Got a few good pics for this on Sunday. As soon as I can get my bud to help me, I have a lot more planned.


----------



## lefecious (Jul 11, 2007)

65nlovenit said:


> My suggestion Cody is DO NOT RE-READ YOUR OWN COPY, or you'll end up re-writing your book ten times. Find an English teacher who plays golf, and let her/him read it and suggest corrections.
> 
> Del


cbwheeler, if you're considering taking up this advice I would like to offer my services free of charge to you. I am not an English teacher yet, but I am an English major and plan to teach English when I finish school.

I have edited one book already, by a Chinese man whose English was so poor that I felt more like a translator than an editor.

Like I said, it would be free of charge. All I would ask in return is that you give me a good reference if I get the opportunity to edit other books in the future.

Let me know.


----------



## cbwheeler (Apr 9, 2007)

Thanks, I'll definitely keep that in mind!


----------



## cbwheeler (Apr 9, 2007)

Got a lot of good info going with this guys. Been working hard on it


----------



## 65nlovenit (Dec 8, 2006)

You must be playing your buns off Cody, where the heck you been hiding. There was a posting here the other day looking for a golf instructor, and I thought of you, but didnt know how to get ahold of you... "Golfers Needed ... Want Your Help"

Del


----------



## cbwheeler (Apr 9, 2007)

Ha sorry man. I've got a new job that I've been learning so I haven't been able to post as much  I should be able to post now more though, because things have calmed down a little bit. Feel free to PM me anytime. I get notifications when I have a message in my email.


----------



## cbwheeler (Apr 9, 2007)

Hey guys. I've kinda started rethinking how I am going to do this book. I've got all of the pages planned out and even halfway written, but still haven't been able to take many pictures.

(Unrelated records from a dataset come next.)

PR #1276, opened 2025-09-23
Add DriverOptions class and its usage

### LINKED ISSUE #1252: Driver options are not documented
### HydroMT version checks

- [x] I have checked that the issue still exists on the latest versions of the docs on `main` [here](https://github.com/Deltares/hydromt)

### Kind of issue

Docs are missing

https://deltares.github.io/hydromt/stable/guides/advanced_user/data_types.html#vector-data-geodataframe

Eg. for rasterdataset

Image

### Documentation problem

The user is able in his catalog or the get_data methods to pass specific driver options to the driver.read function. However what the function is and then which options are possible cannot be found anywhere. Worse in a few driver, some of the options are popped and therefore not passed to the final reading options. 

Eg, the raster_xarray_driver will pop `preprocess` and `ext_override` from options before passing the rest to `open_mfdataset`....

Because the options are driver specific, they cannot be documented at the ``data_catalog.get_data`` methods. But we should at least help the user with the syntax. Now we just say kwargs passed to ``DataSource`` constructor which is of course also not documented.... I would add example in the doctrings eg:

driver = {"name": "pyogrio", "options": {"layer": country}} and data_adapter = {"rename": {}, "unit_add": {}}

Finally the table above can then directly link to the specific driver documentation where I guess available options can then documented. Probelm is that the current page is pretty unreadable... See for example for [PyogryoDriver](https://deltares.github.io/hydromt/stable/_generated/hydromt.data_catalog.drivers.PyogrioDriver.html). The read pages are more readable (description of the arguments is missing btw) but because options is not a function argument but a property of the driver, this may not really be the place to document it? Example for [PyogryoDriver.read](https://deltares.github.io/hydromt/stable/_generated/hydromt.data_catalog.drivers.PyogrioDriver.read.html)

LuukBlom:
## Issue addressed

Fixes #1252 

## Explanation

To document the options in a nice way, I created a `DriverOptions` class;
a BaseModel that allows for arbitrary attribute setting, so essentially its a dict with some default key-value pairs and some helper functions to retrieve the kwargs for the underlying `open` function.

### autodoc_pydantic
I added [autodoc_pydantic](https://autodoc-pydantic.readthedocs.io/en/stable) to the docs extensions. 
This is automatically applied to all subclasses of `pydantic.BaseModel` that we `autosummary`.
Default configuration options are set in `conf.py`, but can be overwritten in place with [sphinx directives](https://autodoc-pydantic.readthedocs.io/en/stable/users/configuration.html)

This required some updating of the .rst files, but I think these changes only make them more readable.

For review, please have a look at the docs created from [this](https://github.com/Deltares/hydromt/pull/1276/commits/e1e7e0262556d13b21c3f1b25519e6484d6efca1) commit: [html.zip](https://github.com/user-attachments/files/22737853/html.zip)

## General Checklist

- [ ] Updated documentation
- [ ] Updated changelog.rst

## Data/Catalog checklist

### DIFF
--- a/hydromt/data_catalog/drivers/__init__.py
+++ b/hydromt/data_catalog/drivers/__init__.py
@@ -1,18 +1,23 @@
 """Drivers responsible for reading and writing data."""
 
-from hydromt.data_catalog.drivers.base_driver import BaseDriver
+from hydromt.data_catalog.drivers.base_driver import BaseDriver, DriverOptions
 from hydromt.data_catalog.drivers.dataframe import DataFrameDriver, PandasDriver
 from hydromt.data_catalog.drivers.dataset import DatasetDriver, DatasetXarrayDriver
+from hydromt.data_catalog.drivers.dataset.xarray_driver import DatasetXarrayOptions
 from hydromt.data_catalog.drivers.geodataframe import (
     GeoDataFrameDriver,
     GeoDataFrameTableDriver,
     PyogrioDriver,
+)
+from hydromt.data_catalog.drivers.geodataframe.table_driver import (
+    GeoDataFrameTableOptions,
 )
 from hydromt.data_catalog.drivers.geodataset import (
     GeoDatasetDriver,
     GeoDatasetVectorDriver,
     GeoDatasetXarrayDriver,
 )
+from hydromt.data_catalog.drivers.geodataset.geodataset_driver import GeoDatasetOptions
 from hydromt.data_catalog.drivers.preprocessing import (
     harmonise_dims,
     remove_duplicates,


pyproject.toml
```diff
@@ -43,7 +43,7 @@ dependencies = [
 	"xarray",                 # ndim data arrays
 	"xmltodict",              # xml parser also used to read VRT
 	"xugrid>=0.9.0",          # xarray wrapper for mesh processing
-	"zarr>=3,<4",             # zarr
```
aslowwriter: Why this drop in zarr version?

Issue #1164, opened 2025-04-03
High impact sonarcube issues should be resolved or accepted


savente93:
### HydroMT version checks

- [x] I have checked that this issue has not already been reported.
- [x] I have checked that this bug exists on the latest version of HydroMT.

### Reproducible Example

https://sonarcloud.io/project/issues?issueStatuses=OPEN%2CCONFIRMED&id=Deltares_hydromt

### Current behaviour

There are 126 issues of which sonarcube has marked 58 as high impact. 

### Desired behaviour

High impact issues are either resolved or accepted so that we know when new issues come up and can resolve them.

PR #1280, opened 2025-09-29
Reduce cognitive complexity for basin_mask

deltamarnix:
It was 109, now under 15.

I have removed this line:

```py
    elif (
        ds[basins_name].raster.nodata != 0 and ds[basins_name].raster.nodata is not None
    ):
        # TODO: Does this do anything? It seems to be a check only...
        ds[basins_name].where(ds[basins_name] != ds[basins_name].raster.nodata, 0)
```

Because the where is not stored anywhere. Tests are still passing.

## Issue addressed

Part of #1164

## General Checklist

- [ ] Updated documentation
- [ ] Updated changelog.rst


deltamarnix:
@LuukBlom This one was the hardest to do and it seems that there are still some things to nitpick on the types. Do you think it's worth all the effort? It took me more than 4 hours. Perhaps it's better if we have to make changes to a function, first check the complexity and fix that with all the tests before we add more functionality to such a function.

PR #1291, opened 2025-10-17
fix: error on incorrect function signature data_catalog

### LINKED ISSUE #1287: Throw an error if time_tuple is used instead of time_range in get_data methods
### HydroMT version checks

### Reproducible Example

get_rasterdataset(time_tuple = (starttime, endtime))

### Current behaviour

time_tuple has been renamed to time_range for all the the get_data methods. However the change is not documented in the migration guide and barely visible in the changelog while this is a very important user function and not just for plugin developers!

And so we almost missed it in hydromt_wflow because no error or warning was thrown if time_tuple was still used.
And I think this is very error-prone for future v1 users.

### Desired behaviour

Throw an error if time_tuple is use mentioning to use time_range instead (just how any normal python function would do if you use an argument that does not exist..)
+ document that change better

### Additional context

_No response_

LuukBlom:
## Issue addressed

Fixes #1287 

## Explanation

The problem is that we have the entrypoint `DataCatalog.get_rasterdataset()` (and the other get_data functions), which had **kwargs as a part of the function signature.

This made it difficult because:
1. not possible to distinguish between kwargs meant for DataSource construction, and kwargs meant for passing to DataSource.read_data -> Driver.read
2. Subclasses of `DataSource` & `BaseDriver` extended the `DataSource.read_data` & `BaseDriver.read/-write` function signature which, due to how it has been set up, might be misinterpreted as kwargs as well when the subclass doesnt use all arguments.
3. If a user miss spells an argument, that we may or may not have updated (e.g. `time_tup` vs `time_range`), python will think it is actually a key word argument provided by the user, and pass it along, when it should actually error.

Having **kwargs in the function signature will always have that behaviour.

Solution:
Having a dict `open_kwargs` as a part of the signature, gives the user the same freedom for arbitrary options as the **kwargs, but it will also error when unexpected args are passed to the function.

## General Checklist

- [x] Updated documentation
- [x] Updated changelog.rst

## Data/Catalog checklist

### DIFF
--- a/docs/changelog.rst
+++ b/docs/changelog.rst
@@ -35,7 +35,8 @@ Changed
 - ``NoDataStrategy`` is now part of of ``hydromt.error`` and thus public (#1277)
 - ``hydromt.typing`` and its functions are now public (underscore removed). (#1286)
 - remove ``io`` submodule and move ``readers`` and ``writers`` to the root module (#1308)
-- Function signatures of `DataCatalog` functions `get_rasterdataset`, `get_geodataframe`, `get_geodataset`, `get_dataset` and `get_dataframe` now have: ``source_kwargs`` (passed to `DataSource.__init__`), ``open_kwargs`` (passed to `DataSource.driver.read`) instead of just ``kwargs``, and ``time_tuple`` was renamed to ``time_range``. (#1291)
+- `write_nc` function no longer accepts kwargs, instead a dict `to_netcdf_kwargs` is used to pass arguments to `xarray.to_netcdf`. The function raises an error when "compute" is one of the arguments.
+- Function signatures of `DataCatalog` functions `get_rasterdataset`, `get_geodataframe`, `get_geodataset`, `get_dataset` and `get_dataframe` now have: ``source_kwargs`` (passed to `DataSource.__init__`) instead of just ``kwargs``, and ``time_tuple`` was renamed to ``time_range``. (#1291)
 
 Fixed
 -----
--- a/hydromt/_utils/log.py
+++ b/hydromt/_utils/log.py
@@ -33,7 +33,6 @@ def initialize_logging() -> None:
         console.setLevel(logging.INFO)
         console.setFormatter(_DEFAULT_FORMATTER)
         _ROOT_LOGGER.addHandler(console)
-    _ROOT_LOGGER.info(f"HydroMT version: {__version__}")
 
 
 def set_log_level(log_level: int) -> None:
@@ -89,6 +88,10 @@ def _add_filehandler(
     else:
         logger.debug(f"Writing log messages to new file {path}.")
     return filehandler
+
+
+def log_version() -> None:
+    _ROOT_LOGGER.info(f"HydroMT version: {__version__}")
 
 
 @contextmanager
--- a/hydromt/cli/main.py
+++ b/hydromt/cli/main.py
@@ -237,6 +237,7 @@ def build(
     """  # noqa: E501
     log_level = max(10, 30 - 10 * (verbose - quiet))
     log.set_log_level(log_level=log_level)
+    log.log_version()
     # Model.build will manage the filehandlers and logging
 
     modeltype, kwargs, steps = read_workflow_yaml(config, modeltype=model)
@@ -318,6 +319,7 @@ def update(
     # logger
     log_level = max(10, 30 - 10 * (verbose - quiet))
     log.set_log_level(log_level=log_level)
+    log.log_version()
     # Model.update will manage the filehandlers and logging
 
     mode = "r+" if model_root == model_out else "r"
@@ -450,6 +452,7 @@ def check(
     log_path = Path.cwd() / "hydromt_check.log"
     log.set_log_level(log_level=log_level)
     with log.to_file(log_path):
+        log.log_version()
         results = []
         for cat_path in data:
             results.append(_validate_catalog(Path(cat_path), format, upgrade))
@@ -526,6 +529,7 @@ def export(
     log.set_log_level(log_level=log_level)
     log_path = Path(export_dest_path, "hydromt_export.log")
     with log.to_file(log_path):
+        log.log_version()
         if error_on_empty:
             handle_nodata = NoDataStrategy.RAISE
         else:
--- a/hydromt/model/components/datasets.py
+++ b/hydromt/model/components/datasets.py
@@ -1,7 +1,7 @@
 """Xarrays component."""
 
 import logging
-from typing import TYPE_CHECKING, Union, cast
+from typing import TYPE_CHECKING, Any, Union, cast
 
 import xarray as xr
 from pandas import DataFrame
@@ -143,7 +143,7 @@ class DatasetsComponent(ModelComponent):
         gdal_compliant: bool = False,
         rename_dims: bool = False,
         force_sn: bool = False,
-        **kwargs,
+        to_netcdf_kwargs: dict[str, Any] | None = None,
     ) -> None:
         """Write dictionary of xarray.Dataset and/or xarray.DataArray to netcdf files.
 
@@ -161,17 +161,17 @@ class DatasetsComponent(ModelComponent):
         filename: str, optional
             filename relative to model root and should contain a {name} placeholder
             Can be a relative path.
-        gdal_compliant: bool
+        gdal_compliant: bool, optional
             If True, convert xarray.Dataset and/or xarray.DataArray to gdal compliant
             format using :py:meth:`~hydromt.raster.gdal_compliant`
-        rename_dims: bool
+        rename_dims: bool, optional
             If True, rename x_dim and y_dim to standard names depending on the CRS
             (x/y for projected and lat/lon for geographic). Only used if
             ``gdal_compliant`` is set to True. By default, False.
-        force_sn: bool
+        force_sn: bool, optional
             If True, forces the dataset to have South -> North orientation. Only used
             if ``gdal_compliant`` is set to True. By default, False.
-        **kwargs:
+        to_netcdf_kwargs: dict, optional
             Additional keyword arguments that are passed to the `to_netcdf`
             function.
         """
@@ -183,7 +183,8 @@ class DatasetsComponent(ModelComponent):
             )
             return
 
-        kwargs.setdefault("engine", "netcdf4")
+        to_netcdf_kwargs = to_netcdf_kwargs or {}
+        to_netcdf_kwargs.setdefault("engine", "netcdf4")
 
         filename = filename or self._filename
 
@@ -200,7 +201,7 @@ class DatasetsComponent(ModelComponent):
                 rename_dims=rename_dims,
                 force_sn=force_sn,
                 force_overwrite=self.root.mode.is_override_mode(),
-                **kwargs,
+                to_netcdf_kwargs=to_netcdf_kwargs,
             )
             if close_handle is not None:
                 self._deferred_file_close_handles.append(close_handle)
--- a/hydromt/model/components/grid.py
+++ b/hydromt/model/components/grid.py
@@ -1,7 +1,7 @@
 """Grid Component."""
 
 import logging
-from typing import TYPE_CHECKING, Dict, Optional, Tuple, Union, cast
+from typing import TYPE_CHECKING, Any, Dict, Optional, Tuple, Union, cast
 
 import geopandas as gpd
 import numpy as np
@@ -146,7 +146,7 @@ class GridComponent(SpatialModelComponent):
         gdal_compliant: bool = False,
         rename_dims: bool = False,
         force_sn: bool = False,
-        **kwargs,
+        to_netcdf_kwargs: dict[str, Any] | None = None,
     ) -> None:
         """Write model grid data to netcdf file at <root>/<fn>.
 
@@ -165,7 +165,7 @@ class GridComponent(SpatialModelComponent):
         force_sn: bool, optional
             If True and gdal_compliant, forces the dataset to have
             South -> North orientation.
-        **kwargs : dict
+        to_netcdf_kwargs : dict, optional
             Additional keyword arguments to be passed to the `write_nc` method.
         """
         self.root._assert_write_mode()
@@ -190,7 +190,7 @@ class GridComponent(SpatialModelComponent):
             rename_dims=rename_dims,
             force_overwrite=self.root.mode.is_override_mode(),
             force_sn=force_sn,
-            **kwargs,
+            to_netcdf_kwargs=to_netcdf_kwargs,
         )
         if close_handle is not None:
             self._deferred_file_close_handles.append(close_handle)
--- a/hydromt/model/components/spatial.py
+++ b/hydromt/model/components/spatial.py
@@ -2,7 +2,7 @@
 
 import logging
 from abc import ABC, abstractmethod
-from typing import TYPE_CHECKING, Dict, Optional, Tuple, cast
+from typing import TYPE_CHECKING, Any, Dict, Optional, Tuple, cast
 
 import geopandas as gpd
 from geopandas import GeoDataFrame
@@ -89,7 +89,7 @@ class SpatialModelComponent(ModelComponent, ABC):
         filename: Optional[str] = None,
         *,
         to_wgs84: bool = False,
-        **write_kwargs,
+        to_file_kwargs: dict[str, Any] | None = None,
     ) -> None:
         """Write the model region to file.
 
@@ -103,7 +103,7 @@ class SpatialModelComponent(ModelComponent, ABC):
             The filename to write the region to. If None, the filename provided at initialization is used.
         to_wgs84 : bool
             If True, the region is reprojected to WGS84 before writing.
-        **write_kwargs:
+        to_file_kwargs: dict, optional
             Additional keyword arguments passed to the `geopandas.GeoDataFrame.to_file` function.
         """
         self.root._assert_write_mode()
@@ -130,7 +130,7 @@ class SpatialModelComponent(ModelComponent, ABC):
             self.region,
             file_path=full_path,
             to_wgs84=to_wgs84,
-            **write_kwargs,
+            to_file_kwargs=to_file_kwargs,
         )
 
     def test_equal(self, other: ModelComponent) -> Tuple[bool, Dict[str, str]]:
--- a/hydromt/model/components/spatialdatasets.py
+++ b/hydromt/model/components/spatialdatasets.py
@@ -2,7 +2,7 @@
 
 import logging
 from pathlib import Path
-from typing import TYPE_CHECKING, Dict, List, Optional, Tuple, Union, cast
+from typing import TYPE_CHECKING, Any, Dict, List, Optional, Tuple, Union, cast
 
 import xarray as xr
 from geopandas import GeoDataFrame
@@ -170,7 +170,7 @@ class SpatialDatasetsComponent(SpatialModelComponent):
         gdal_compliant: bool = False,
         rename_dims: bool = False,
         force_sn: bool = False,
-        **kwargs,
+        to_netcdf_kwargs: dict[str, Any] | None = None,
     ) -> None:
         """Write dictionary of xarray.Dataset and/or xarray.DataArray to netcdf files.
 
@@ -197,7 +197,7 @@ class SpatialDatasetsComponent(SpatialModelComponent):
         force_sn: bool, optional
             If True, forces the dataset to have South -> North orientation. Only used
             if ``gdal_compliant`` is set to True. By default, False.
-        **kwargs:
+        to_netcdf_kwargs: dict, optional
             Additional keyword arguments that are passed to the `to_netcdf`
             function.
         """
@@ -209,7 +209,8 @@ class SpatialDatasetsComponent(SpatialModelComponent):
             )
             return
 
-        kwargs.setdefault("engine", "netcdf4")
+        to_netcdf_kwargs = to_netcdf_kwargs or {}
+        to_netcdf_kwargs.setdefault("engine", "netcdf4")
         filename = filename or self._filename
 
         for name, ds in self.data.items():
@@ -226,7 +227,7 @@ class SpatialDatasetsComponent(SpatialModelComponent):
                 rename_dims=rename_dims,
                 force_sn=force_sn,
                 force_overwrite=self.root.mode.is_override_mode(),
-                **kwargs,
+                to_netcdf_kwargs=to_netcdf_kwargs,
             )
             if close_handle is not None:
                 self._deferred_file_close_handles.append(close_handle)
--- a/hydromt/model/components/vector.py
+++ b/hydromt/model/components/vector.py
@@ -3,7 +3,7 @@
 
 import logging
 from os.path import basename, dirname, isfile, join
-from typing import TYPE_CHECKING, Optional, Union, cast
+from typing import TYPE_CHECKING, Any, Optional, Union, cast
 
 import geopandas as gpd
 import numpy as np
@@ -250,7 +250,8 @@ class VectorComponent(SpatialModelComponent):
         geometry_filename: Optional[str] = "vector/vector.geojson",
         *,
         ogr_compliant: bool = False,
-        **kwargs,
+        to_netcdf_kwargs: dict[str, Any] | None = None,
+        to_gdf_kwargs: dict[str, Any] | None = None,
     ) -> None:
         """Write model vector to combined netcdf and geojson files.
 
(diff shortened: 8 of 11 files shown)


savente93:
I haven't reviewed the full PR yet, and I like the direction it's going in, but looking at the code reminded me that we already used to have a solution like this, and I just want to understand where we lost that and if it was for a particular reason. That may take a bit of time, but I'll keep you up to date

hydromt/data_catalog/drivers/geodataframe/table_driver.py
```diff
@@ -42,6 +44,7 @@ class GeoDataFrameTableDriver(GeoDataFrameDriver):
 
     name: ClassVar[str] = "geodataframe_table"
     SUPPORTED_EXTENSIONS: ClassVar[set[str]] = {".csv", ".xlsx", ".xls", ".parquet"}
+    supports_writing: ClassVar[bool] = False
```
deltamarnix: Could you elaborate on this class variable? The default of BaseDriver is already False, and there is no redefinition in GeoDataFrameDriver.

hydromt/data_catalog/drivers/geodataframe/geodataframe_driver.py
```diff
@@ -22,29 +23,70 @@ def read(
...
     def write(
         self,
-        path: StrPath,
-        gdf: gpd.GeoDataFrame,
-        **kwargs,
+        path: Path | str,
+        data: gpd.GeoDataFrame,
+        *,
+        write_kwargs: dict[str, Any] | None = None,
     ) -> str:
```
deltamarnix: mypy complains that this return type doesn't match the one from the BaseDriver. The string is returned by the pyogriodriver. And I also see that this destination path is being used in dataframe.py. Should we update the base class' signature?

hydromt/data_catalog/drivers/geodataframe/table_driver.py
```diff
@@ -52,13 +55,52 @@ def read(
...
+            If multiple URIs are provided.
+
+        Warning
+        -------
+        The `mask` and `variables` parameters are not used directly in this driver, but are included
+        for consistency with the GeoDataFrameDriver interface.
+        """
+        _warn_on_unused_kwargs(
+            self.__class__.__name__, {"mask": mask, "variables": variables}
+        )
```
deltamarnix, line 101: Should we actually warn when these parameters are not used? The call from GeoDataFrameSource will always pass the mask and the variables, so that means using tables will always result in warnings. Warnings in your model mean that the model might not be correct. I don't think this is a useful warning.

hydromt/data_catalog/drivers/geodataset/geodataset_driver.py
deltamarnix, line 42: Given that these functions have different signatures than then one in BaseDriver (.write() and .read()), I am wondering if those functions are ever called. Perhaps those base functions should actually be removed, because we don't rely on them at all. We never call a BaseDriver's .write(), we only call very specific DataFrameDriver.write() or others.

hydromt/data_catalog/drivers/raster/raster_xarray_driver.py
```diff
@@ -77,38 +76,78 @@ def read(
...
+        but are included for consistency with the GeoDataFrameDriver interface.
         """
         _warn_on_unused_kwargs(
             self.__class__.__name__,
             {
+                "mask": mask,
+                "variables": variables,
                 "zoom": zoom,
+                "chunks": chunks,
+                "metadata": metadata,
```
deltamarnix, line 133: Same here. I don't think we want so many warnings in the user's logs.

hydromt/data_catalog/sources/rasterdataset.py
```diff
@@ -217,9 +219,13 @@ def _detect_time_range(
...
             ds = self.read_data()
+
+        if not np.issubdtype(ds[ds.raster.time_dim].dtype, np.datetime64):
+            ds = ds.convert_calendar("standard")
+
         return TimeRange(
-            start=ds[ds.raster.time_dim].min().values,
-            end=ds[ds.raster.time_dim].max().values,
+            start=ds[ds.raster.time_dim].values.min(),
+            end=ds[ds.raster.time_dim].values.max(),
```
deltamarnix, line 228: What makes you do this change?

hydromt/gis/raster.py
```diff
@@ -84,15 +85,29 @@ def get_attrs(self, key, placeholder=None) -> Any:
...
-        return self.get_attrs("time_dim")
+            return None
+        elif len(tdims) == 1:
+            self.set_attrs(time_dim=tdims[0])
+            return tdims[0]
+        else:
+            raise ValueError(
+                f"Multiple time dimensions found: {tdims}. "
+                "Set 'time_dim' attribute manually to resolve."
+            )
```
deltamarnix, line 111: I don't see this reflected in new tests.

savente93:
> The longer I think about this whole inheritance structure, the less sense it makes. It seems like we are not looking for generic solutions, we are looking for very specific solutions. Drivers require their own arguments, source require their own driver. I wonder if we should try to make it less generic and more specific, determining the strategy of the data that is about to be read/written up front.

I don't intend this as an accusation/defensive comment, but this is not the first time I've seen you say this. Would you like a design session to reevaluate (and perhaps rework) this architecture?

hydromt/data_catalog/drivers/geodataset/geodataset_driver.py
LuukBlom: I dont really understand, they are `abstractmethods`, so they are indeed never called and must be overwritten in the subclasses. Putting the functions in the base classmakes sense to me since all subclasses have these functions, so why not enfore that by putting it in the base.

Note: 
In python, we can only extend the function signature in subclasses by adding a key word argument (including default value). Changing the order, number, or names of the positional arguments is not allowed and will error (which is what we want in this case). 
Python's idea is to still support Liskov, but also allow extensions in subclasses

hydromt/data_catalog/sources/rasterdataset.py
LuukBlom: I got an error when it was determining this, and the return types are different:
- `ds[ds.raster.time_dim].values.min()`  -- this was datetime
- `ds[ds.raster.time_dim].min().values` -- this was some kind of array

hydromt/data_catalog/drivers/raster/raster_xarray_driver.py
LuukBlom: I dont like it either, but didnt want to start scope creeping, so I just made everything consistent.

I think the inheritance structure is fine for most cases, but perhaps we should get rid of the intermediate base classes like `RasterDatasetDriver`. That would not force the function signatures to be the same, so we can remove the unused args and the warning, we would have to accomodate this change in the get_rasterdataset function somewhere. 

Lets discuss and make a decision

hydromt/data_catalog/drivers/geodataframe/table_driver.py
LuukBlom: good catch

hydromt/data_catalog/drivers/geodataframe/geodataframe_driver.py
LuukBlom: Good catch, i have updated.

hydromt/data_catalog/drivers/geodataframe/table_driver.py
LuukBlom: Well, the defaults for these arguments is `None`.

This is the warning function:
```python
def _warn_on_unused_kwargs(obj_name: str, name_value_dict: Dict[str, Any]):
    """Warn on unused kwargs."""
    for name, value in name_value_dict.items():
        if value is not None:
            logger.warning(
                f"object: {obj_name} does not use kwarg {name} with value {value}."
            )
```

So there will only be a warning if the user explicitely provides one of these parameters to the function, when using this driver.

hydromt/data_catalog/drivers/geodataset/geodataset_driver.py
aslowwriter: sorry for the drive by comment but this is not true if I understand your comment correctly: 

image

deltamarnix: Python is very flexible and actually lets you do whatever. Anything that is redefined in the subclass is a complete overwrite of whatever was in the base class.
mypy complains when you are not doing liskov and that's why I think it's better to not have the abstract method in the first place.

What I wanted to say regarding the base class.
There is no point in our code that has this:

```py
driver: BaseDriver = get_driver()
driver.write(**driver_kwargs_for_write)
```

This is also very anti-Liskov, because Liskov expects that the arguments of BaseDriver.write() should be the same as GeoDataframeDriver.write().

Instead, we see very specific: `GeoDataFrameDriver().write(specific, arguments, here)`, and I think it could be even more specific with a `PyOgrioDriver().write(ogrio, arguments, here)`.

hydromt/gis/raster.py
LuukBlom: True, there were no tests for this property, but I have added them now.

hydromt/data_catalog/drivers/geodataset/geodataset_driver.py
LuukBlom: Huh interesting example Sam, I couldve sworn you'd get an error when doing that. 

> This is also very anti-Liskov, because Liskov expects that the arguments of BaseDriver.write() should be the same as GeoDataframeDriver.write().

I've been sooo busy with other things that this has sort of taken a side seat. I just wanted to hop on here and let you all know that although this may be delayed til the spring, I am going to do it, and everyone here will have first dibs.

I'll set up a mailing list when the time draws closer.

As of now, I'm focusing on getting my website up and running so I can have a place to promote it, as well as establish a bit more credibility in the meantime.

Right now, I'll leave you with my new slogan.

CW Golf Instruction
Making a Complicated Game ... Simple

I'll try to hop on here a few minutes a day and answer questions for folks. I know a lot of you are going nuts over the winter. I know I am too. Take good care everyone.


----------



## golfermatt91 (Jul 14, 2006)

any update on this?


----------



## cbwheeler (Apr 9, 2007)

Hi Matt,

Yep it's coming along slowly. It's about 30 pages without pictures right now. I expect over 100 with full color pictures once everything is finished. I can't work on it every day b/c I have so many other things going on right now, including the start of golf season and students knocking down my door 

I will be opening up a mailing list here in the next few weeks for input. Anyone on the list will get the launch price, which will probably be about half off. I will probably pick a few random people to give the book to for free testimonials purposes.

No worries. It will get finished, but it may be a while. I wish I could work on it all day every day, but that is just not a possibility. Thanks for asking Matt 

I'm not setting a release date yet because the writing process is taking A LOT longer than I figured it would. I'm getting a couple of colleagues of mine to contribute through interviews I will be doing.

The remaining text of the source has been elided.